Saved data entries:
= = = = =

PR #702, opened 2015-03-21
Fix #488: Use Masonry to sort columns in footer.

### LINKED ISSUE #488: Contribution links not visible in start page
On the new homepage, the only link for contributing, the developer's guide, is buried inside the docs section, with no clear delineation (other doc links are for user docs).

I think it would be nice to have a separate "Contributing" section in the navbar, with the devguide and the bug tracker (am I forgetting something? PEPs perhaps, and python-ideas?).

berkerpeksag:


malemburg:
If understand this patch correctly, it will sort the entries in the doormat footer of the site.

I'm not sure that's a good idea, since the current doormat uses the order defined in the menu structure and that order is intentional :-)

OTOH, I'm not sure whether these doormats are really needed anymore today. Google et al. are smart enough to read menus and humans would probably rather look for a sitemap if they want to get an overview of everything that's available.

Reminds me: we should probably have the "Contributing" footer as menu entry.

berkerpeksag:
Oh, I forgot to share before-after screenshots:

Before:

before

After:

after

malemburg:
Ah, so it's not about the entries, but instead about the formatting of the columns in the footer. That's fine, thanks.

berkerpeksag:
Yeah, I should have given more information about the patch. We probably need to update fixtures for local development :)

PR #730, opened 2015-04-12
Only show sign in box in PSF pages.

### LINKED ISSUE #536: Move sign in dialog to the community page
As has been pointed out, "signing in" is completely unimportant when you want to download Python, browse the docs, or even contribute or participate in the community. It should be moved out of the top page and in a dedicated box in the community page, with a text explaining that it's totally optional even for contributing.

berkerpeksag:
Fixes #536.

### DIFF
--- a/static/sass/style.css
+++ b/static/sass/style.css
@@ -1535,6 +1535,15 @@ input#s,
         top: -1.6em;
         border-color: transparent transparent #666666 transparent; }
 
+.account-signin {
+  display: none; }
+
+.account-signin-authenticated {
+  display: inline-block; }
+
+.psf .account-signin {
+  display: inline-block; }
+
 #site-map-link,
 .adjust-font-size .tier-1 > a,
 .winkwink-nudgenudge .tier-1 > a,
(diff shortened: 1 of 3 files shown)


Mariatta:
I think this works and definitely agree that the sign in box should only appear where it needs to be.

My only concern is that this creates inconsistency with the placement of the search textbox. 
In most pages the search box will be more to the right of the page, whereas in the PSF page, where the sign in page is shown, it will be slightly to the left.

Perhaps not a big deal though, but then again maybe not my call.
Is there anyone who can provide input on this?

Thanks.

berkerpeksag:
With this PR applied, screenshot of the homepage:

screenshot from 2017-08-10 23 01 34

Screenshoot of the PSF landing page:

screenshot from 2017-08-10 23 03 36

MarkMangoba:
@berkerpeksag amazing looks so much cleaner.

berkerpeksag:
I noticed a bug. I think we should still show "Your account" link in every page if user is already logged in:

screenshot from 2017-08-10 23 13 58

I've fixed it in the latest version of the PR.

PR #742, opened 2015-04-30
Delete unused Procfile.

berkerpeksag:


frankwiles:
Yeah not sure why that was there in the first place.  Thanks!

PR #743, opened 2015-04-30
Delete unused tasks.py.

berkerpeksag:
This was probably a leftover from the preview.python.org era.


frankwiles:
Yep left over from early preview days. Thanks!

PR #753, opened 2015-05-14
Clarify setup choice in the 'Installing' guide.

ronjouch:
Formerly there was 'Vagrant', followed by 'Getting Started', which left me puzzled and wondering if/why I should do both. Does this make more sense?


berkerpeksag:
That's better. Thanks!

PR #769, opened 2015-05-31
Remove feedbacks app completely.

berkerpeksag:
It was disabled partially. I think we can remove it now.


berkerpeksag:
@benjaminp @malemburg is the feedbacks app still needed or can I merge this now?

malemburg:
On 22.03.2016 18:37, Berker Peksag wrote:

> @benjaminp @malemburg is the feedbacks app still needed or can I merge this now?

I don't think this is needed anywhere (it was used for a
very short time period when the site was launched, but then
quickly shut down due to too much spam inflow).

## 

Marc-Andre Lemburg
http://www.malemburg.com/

= = = = =

Exercise aim.
Look above for the line with "PR #753, opened 2015-05-14" and the line with "On 22.03.2016 18:37, Berker". Write out those two lines and all the lines between them, exactly, and no others.

Response for this exercise.
PR #753, opened 2015-05-14
Clarify setup choice in the 'Installing' guide.

ronjouch:
Formerly there was 'Vagrant', followed by 'Getting Started', which left me puzzled and wondering if/why I should do both. Does this make more sense?


berkerpeksag:
That's better. Thanks!

PR #769, opened 2015-05-31
Remove feedbacks app completely.

berkerpeksag:
It was disabled partially. I think we can remove it now.


berkerpeksag:
@benjaminp @malemburg is the feedbacks app still needed or can I merge this now?

malemburg:
On 22.03.2016 18:37, Berker Peksag wrote:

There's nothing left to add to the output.